What the task requires:
Print out every record below, exactly as written.

(Material shown Opens)

PR #77, opened 2020-09-30
Use netlink and netns package for interfaces/netns deletion

hellt:
This PR removes some dependancies on iproute2 util in favor of netns and netlink packages that are used by container engines.

### DIFF
--- a/clab/netlink.go
+++ b/clab/netlink.go
@@ -3,6 +3,7 @@ package clab
 import (
 	"fmt"
 	"net"
+	"os"
 	"os/exec"
 	"strings"
 	"sync"
@@ -10,6 +11,7 @@ import (
 	"github.com/google/uuid"
 	log "github.com/sirupsen/logrus"
 	"github.com/vishvananda/netlink"
+	"github.com/vishvananda/netns"
 )
 
 func (c *cLab) InitVirtualWiring() {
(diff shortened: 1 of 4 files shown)


hellt:
The same set of packages can be used in the wiring functions that currently rely on iproute2

clab/netlink.go
```diff
@@ -150,28 +155,16 @@ func (c *cLab) createvethToBridge(l *Link) error {
 	return nil
 }
 
-// DeleteVirtualWiring deletes the virtual wiring
+// DeleteVirtualWiring deletes the virtual wiring by deleting network namespaces
 func (c *cLab) DeleteVirtualWiring(id int, link *Link) (err error) {
```
karimra, line 159: I think we can get rid of the `id int` in this method signature, it's not used anywhere.

karimra: in case one of the endpoints is a bridge, shouldn't we delete the interface that was added under that bridge? since containerlab created it during deploy

karimra (changes requested):

clab/netlink.go
hellt: removed `id` in 3f29ac3

for deletion of the interfaces of a bridge I need to check additionally, likely in a separate PR, as this functionality is not currently there

karimra: Lgtm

(Material shown Closes)

Response:
PR #77, opened 2020-09-30
Use netlink and netns package for interfaces/netns deletion

hellt:
This PR removes some dependancies on iproute2 util in favor of netns and netlink packages that are used by container engines.

### DIFF
--- a/clab/netlink.go
+++ b/clab/netlink.go
@@ -3,6 +3,7 @@ package clab
 import (
 	"fmt"
 	"net"
+	"os"
 	"os/exec"
 	"strings"
 	"sync"
@@ -10,6 +11,7 @@ import (
 	"github.com/google/uuid"
 	log "github.com/sirupsen/logrus"
 	"github.com/vishvananda/netlink"
+	"github.com/vishvananda/netns"
 )
 
 func (c *cLab) InitVirtualWiring() {
(diff shortened: 1 of 4 files shown)


hellt:
The same set of packages can be used in the wiring functions that currently rely on iproute2

clab/netlink.go
```diff
@@ -150,28 +155,16 @@ func (c *cLab) createvethToBridge(l *Link) error {
 	return nil
 }
 
-// DeleteVirtualWiring deletes the virtual wiring
+// DeleteVirtualWiring deletes the virtual wiring by deleting network namespaces
 func (c *cLab) DeleteVirtualWiring(id int, link *Link) (err error) {
```
karimra, line 159: I think we can get rid of the `id int` in this method signature, it's not used anywhere.

karimra: in case one of the endpoints is a bridge, shouldn't we delete the interface that was added under that bridge? since containerlab created it during deploy

karimra (changes requested):

clab/netlink.go
hellt: removed `id` in 3f29ac3

for deletion of the interfaces of a bridge I need to check additionally, likely in a separate PR, as this functionality is not currently there

karimra: Lgtm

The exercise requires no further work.